* **Listed entries**:
Issue #107, opened 2018-09-01
Support for /proc/[pid]/fdinfo/[fd]


pirxthepilot:
Hello,

Any plans to support reading the contents of `/proc/[pid]/fdinfo/[fd]`? If not, but you think it's a good idea, I can try and submit a PR for it.

Thanks!

pirxthepilot:
In my case I would like to keep track of the number of inotify watches. From the [proc man page](http://man7.org/linux/man-pages/man5/proc.5.html):

```
              For inotify file descriptors (see inotify(7)), we see (since
              Linux 3.8) the following fields:

                  pos: 0
                  flags:    00
                  mnt_id:   11
                  inotify wd:2 ino:7ef82a sdev:800001 mask:800afff ignored_mask:0 fhandle-bytes:8 fhandle-type:1 f_handle:2af87e00220ffd73
                  inotify wd:1 ino:192627 sdev:800001 mask:800afff ignored_mask:0 fhandle-bytes:8 fhandle-type:1 f_handle:27261900802dfd73

              Each of the lines beginning with "inotify" displays informa‐
              tion about one file or directory that is being monitored.  The
              fields in this line are as follows:

              wd     A watch descriptor number (in decimal).

              ino    The inode number of the target file (in hexadecimal).

              sdev   The ID of the device where the target file resides (in
                     hexadecimal).

              mask   The mask of events being monitored for the target file
                     (in hexadecimal).
```

grobie:
@pirxthepilot I'd be happy to reasonable PR to add this functionality.

pgier:
Fixed in #115

PR #115, opened 2018-10-16
Parse fdinfo and inotify stats from /proc/[pid]/fdinfo/[fd]

pirxthepilot:
First attempt at adding functionality to support #107. Not quite sure if my approach here is correct - guidance/feedback would be very much appreciated. Also thought I'd let you guys review first before I write the tests.

Thanks!


inotify.go
```diff
@@ -0,0 +1,97 @@
...
+
+package procfs
+
+import (
+	"bufio"
+	"os"
+	"regexp"
+	"strings"
+)
+
```
pgier: I think it would be good to create an additional struct here called `FDInfo` which contains pos, flags, and mnt_id since those fields appear to be consistently available.  The `FDInfo` struct could contain a slice of `InotifyStat` containing the detailed information for inotify file descriptors.
And to be more consistent with the rest of the API, the file should be called `proc_fdinfo.go`.

inotify.go
```diff
@@ -0,0 +1,97 @@
...
+// InotifyStat represents a file descriptor's inotify watch count.
+type InotifyStat struct {
+	// File descriptor
+	FD string
```
pgier: This could be moved into the `FDInfo` struct.

inotify.go
```diff
@@ -0,0 +1,97 @@
...
+	// List of inotify lines in the fdinfo file
+	Lines []string
```
pgier: Instead of just loading the line here, I think it would be better to parse the values into their expected fields/types.  Or at least add the values to map for easy lookup.

proc.go
```diff
@@ -256,3 +256,18 @@ func (p Proc) fileDescriptors() ([]string, error) {
 func (p Proc) path(pa ...string) string {
 	return p.fs.Path(append([]string{strconv.Itoa(p.PID)}, pa...)...)
 }
+
+func (p Proc) fileDescriptorInfo(fd string) ([]byte, error) {
```
pgier: This needs to capitalized to be available from outside of the procfs package.  Also, I think this should return a `FDInfo` with the data already parsed, to make it easier to use.

discordianfish:
Agree with pgier and don't have more to add. And sorry for not responding earlier!

pirxthepilot:
Hi folks, just pushed some updates based on your feedback. I replaced `fileDescriptorInfo` with `FileDescriptorsInfo`, which now returns a slice of `FDInfo` types. Also modified and moved `InotifyWatchLen` to `proc.go` as it felt more correct to me.

I'm sure this still needs some tweaks. Also, my go-foo isn't too good to begin with :) Hope it at least makes some sense!

pgier:
@pirxthepilot Looks good, but would you mind rebasing on latest master?  I think the staticcheck CI failures are related to an outdated Makefile or some other build config.

pirxthepilot:
@pgier whoops, sorry bout that! done!

proc_fdinfo.go
```diff
@@ -0,0 +1,110 @@
...
+	// File access mode and status flags
+	Flags string
+	// Mount point ID
+	MntID string
+	// List of inotify lines (structed) in the fdinfo file (kernel 3.8+ only)
+	InotifyInfos []InotifyInfo
+}
+
+// FDInfo constructor. On kernels older than 3.8, InotifyInfos will always be empty.
+func (p Proc) newFDInfo(fd string) (*FDInfo, error) {
```
pgier: Can you change this to just `FDInfo`?  We did some refactoring recently to remove `new` from the functions where it's not needed.

pirxthepilot: Will try to have this done over the weekend. Do you mean just outright rename this function to `FDInfo`, i.e. 
```
func (p Proc) FDInfo(fd string) ...
```
And should I do the same for `newInotifyInfo` (further down this file)?

Thanks!

pgier: Right, just rename to `func (p Proc) FDInfo(fd string)`.  You can take a look at some of the other `proc_<thing>.go` files for example.  
I'm thinking `newInotifyInfo` should be `parseInotifyInfo` instead.  It can't be just `InotifyInfo` because then it would conflict with the struct name.

pgier:
@pirxthepilot I think this still needs unit tests before we merge.

pirxthepilot:
@pgier sorry for the delayed response. I pushed a new commit with the requested changes. Just want to run it by you as I start writing the tests.

As for the tests, how should I go about adding fixtures? Do I just append data by hand in `fixtures.ttar`?

proc.go
```diff
@@ -265,3 +265,37 @@ func (p Proc) fileDescriptors() ([]string, error) {
...
+		fdinfo, _ := p.FDInfo(n)
+		fdinfos[i] = *fdinfo
+	}
+
+	return fdinfos, nil
+}
+
+// InotifyWatchLen returns the total number of inotify watches used
+// by the process.
+func (p Proc) InotifyWatchLen() (int, error) {
```
pgier: It might be better to make this a regular function which takes a slice of `ProcFDInfo` as an argument, instead of a method of Proc.  Since the process is not used other than to get the FDInfos.  Or you could define a new type which is a `[]ProcFDInfo` and make this a method of that type.

proc_fdinfo.go
```diff
@@ -0,0 +1,110 @@
+// Copyright 2018 The Prometheus Authors
```
pgier: Should be 2019

pirxthepilot:
Changes made and tests written. I think the test in `proc_test.go` should provide coverage for the functions there, except for `InotifyWatchLen`, which I wrote a separate test for in `proc_fdinfo_test.go`. Let me know if you need anything else.

proc.go
```diff
@@ -279,3 +279,21 @@ func (p Proc) fileDescriptors() ([]string, error) {
...
+	names, err := p.fileDescriptors()
+	if err != nil {
+		return nil, err
+	}
+
+	fdinfos := make(ProcFDInfos, len(names))
+
+	for i, n := range names {
+		fdinfo, _ := p.FDInfo(n)
+		fdinfos[i] = *fdinfo
```
pgier: If `p.FDInfo` returns an error and a nil fdinfo won't this cause a nil pointer dereference?  It seems like this could happen for example if a file is closed while iterating through the files.  I think it would be better to check for an error and then use `append` to add to the slice instead of using the index.

Also, if you make `ProcFDInfos` a slice of pointers instead of a slice of structs, then it should be a bit more efficient because the full struct don't need to be copied with each assignment.

fixtures.ttar
```diff
@@ -2079,70 +2147,78 @@ Mode: 755
...
 # ttar - - - - - - - - - - - - - - - - - - - - - - - - - - - - - - - - - - - -
-Directory: fixtures/sys/kernel/config/target/iscsi/iqn.2003-01.org.linux-iscsi.osd1.x8664:sn.abcd1abcd2ab/tpgt_1
+Directory: fixtures/sys/kernel/config/target/core/fileio_1
 Mode: 755
 # ttar - - - - - - - - - - - - - - - - - - - - - - - - - - - - - - - - - - - -
-Path: fixtures/sys/kernel/config/target/iscsi/iqn.2003-01.org.linux-iscsi.osd1.x8664:sn.abcd1abcd2ab/tpgt_1/enable
+Directory: fixtures/sys/kernel/config/target/core/fileio_1/file_lio_1G
+Mode: 755
+# ttar - - - - - - - - - - - - - - - - - - - - - - - - - - - - - - - - - - - -
+Path: fixtures/sys/kernel/config/target/core/fileio_1/file_lio_1G/enable
```
pgier: There seem to be a lot of changes to the fixtures that are unrelated to this PR. You might need to rebase on latest master and then update the fixtures again.

proc_fdinfo.go
```diff
@@ -0,0 +1,128 @@
...
+	if err != nil {
+		return nil, fmt.Errorf("could not read %s: %s", f.Name(), err)
+	}
+
+	var text, pos, flags, mntid string
+	var inotify []InotifyInfo
+	rPos := regexp.MustCompile(`^pos:\s+(\d+)$`)
+	rFlags := regexp.MustCompile(`^flags:\s+(\d+)$`)
+	rMntID := regexp.MustCompile(`^mnt_id:\s+(\d+)$`)
+	rInotify := regexp.MustCompile(`^inotify`)
```
pgier: These regexps should be moved to top level package variables so that they don't need to be compiled for each function call.

pgier:
I think the fixtures issue is a separate issue and should be fixed by PR #185, so you can ignore that part.

proc_fdinfo.go
pirxthepilot: Sorry, I'm not yet familiar on how this is set. Do I just declare these at the top of the same file, after the imports?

* **Task description**:
Go line by line through the data above and report each one that holds the string "like".

* **Task response**:
In my case I would like to keep track of the number of inotify watches. From the [proc man page](http://man7.org/linux/man-pages/man5/proc.5.html):
pgier: If `p.FDInfo` returns an error and a nil fdinfo won't this cause a nil pointer dereference?  It seems like this could happen for example if a file is closed while iterating through the files.  I think it would be better to check for an error and then use `append` to add to the slice instead of using the index.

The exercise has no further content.